The narrative has been beaten into the ground by now, but the state of Mississippi had a banner year on the gridiron in 2014, especially in the SEC.

Mississippi State enjoyed the emergence of Dak Prescott on its way to a 10-win season and a five-week stint as the No. 1 team in America.

Ole Miss relied on the nation’s No. 1 scoring defense to upset Alabama, win the Egg Bowl and reach a New Year’s Six Bowl.

Even Southern Miss of Conference USA tripled its win total from the previous two seasons combined with a 3-9 record last fall, and East Mississippi Community College won its third junior college national title in four years.

Football in the Magnolia State thrived in 2014, which begs the question: Which of these teams can continue the positive trend in 2015?

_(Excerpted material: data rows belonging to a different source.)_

Issue #27, opened 2016-03-09
Should API support billing address capture (for tax computation)?


ianbjacobs:
During the Feb FTF meeting [1], Vincent Kuntz pointed out that in Europe, billing address is required to compute VAT. The use case is that you purchase something in one country (where VAT is applied) but it is being shipped to another. 

Thus, for some tax computations, do we need billing address (or some portion of it, like "country")?

[1] https://www.w3.org/2016/02/24-wpwg-minutes

djackso3:
The method by which many payment systems work (especially in card) is to verify against billing address so billing address is required for some payment types and providers. In addition, some items will require the KYC address (government functions like BMV transactions). Delivery address is not always interesting to the payments process itself, but could be used if there is an AML issue with respect to shipping location of product that requires filtering by the payments provider. Lastly, a growing number of consumers provide KYC address -- because it is legally mandated -- and billing address for convenience -- yet have a fluctuating shipping address which generally in not germane to the payments process -- however, could be for filtering requirements as mentioned above. There are excellent examples of payment systems which cease working because of confusion of KYC / billing address having a mismatch against shipping address at the merchant. Personally over the last 6 months I have been working with Bank of America on this exact issue. The bank made an IT change which confused KYC and billing address. Once that happened, Delta Airlines refused to accept payment for a ticket because of the mismatch issue. My "delivery" address at the merchant (Delta) was equal to the billing address. So when I changed to the KYC address for approval of the payment, Delta refused again because they had a merchant mismatch of their delivery address of record with the physical (KYC) address I attempted to use. For this reason -- until finally adjusted by BofA (after first flat refusing the issue) -- I could not use my card at Delta because I could not figure out what address they believed they were verifying against. It took months for me to get them to believe it an issue and they claimed that KYC = billing address (which is of course false). I explain in more detail because the issue is with respect to lack of consistent definition. There is another further example of a bank confusing "mailing" address and "billing" address. In short, the bank verified against "billing" address but their database did not equate mailing=billing so the bank rejected the verification because no "billing" address was on file and there was a mismatch against KYC.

Let’s focus our answer to this question on the two SEC schools from the state. Both have been at it for more than a century, but never have both schools experienced such success at the same time. And, to be frank, it’s been quite a while since either school was able to sustain this kind of success for more than one year.

But in the modern era of college football, any program to strike it rich can maintain its prominence with more ease than ever before. It’s not easy, just easier, and the SEC affiliations both teams enjoy and the heap of money that comes with it, mixed with the added exposure both universities received last year, could lead to more success down the line.

So who is more likely to continue its run of success this fall? That would be the Mississippi State Bulldogs.

College football has recently begun following in the footsteps of pro football in evolving into a pass-happy game where winning is heavily dependent on quarterback play. Thus, with Dak Prescott returning for his senior season with plenty of experience and one more offseason to grow and develop, he should be able to lead Mississippi State to greater heights than Chad Kelly, Ryan Buchanan or Devante Kincade can at Ole Miss.

Prescott is already an established star among the college ranks, better than 99 percent of college quarterbacks in 2015. Marcus Mariota and Jameis Winston may be departing, but there will also be new emerging stars in 2015 who pattern Prescott’s rise in 2014.

If he returns to school and merely plays as well as he did last year with no evolution in his game, he’d still be one of the top 5 quarterbacks in the nation. But if he spends the offseason working with Dan Mullen’s staff, known for developing much lesser talents than Prescott into productive starters, he could be the single best quarterback in the nation.

Considering his top wideout, De’Runnya Wilson, is back as well, and considering Mullen’s offenses never fail to produce a 1,000-yard tailback, Prescott should be able to lead a pretty stout offense. Yes Mississippi State lost a ton of starters off last year’s team, but they returned the most important one.

Ole Miss lost a good number of starters as well, and while the legendary 2013 recruiting class will now enter its third year on campus, leading to lofty expectations for players like Robert Nkemdiche, Laremy Tunsil and Laquon Treadwell who are expected to go pro next spring, it lacks a proven difference-maker at the most important position on the field.

However, there’s a chance both teams maintain their standing near the top of the SEC West. But in a division loaded with talent that only got better after placing seven recruiting classes in the top 25 in the nation, Ole Miss and MSU both lost more talent than most of their divisional counterparts.

So if either is to repeat its magical 2014 run, which will already be more difficult in that neither program will catch anyone by surprise, it will be the team with perhaps the most talented star returning at any position in the SEC: Prescott and the Bulldogs.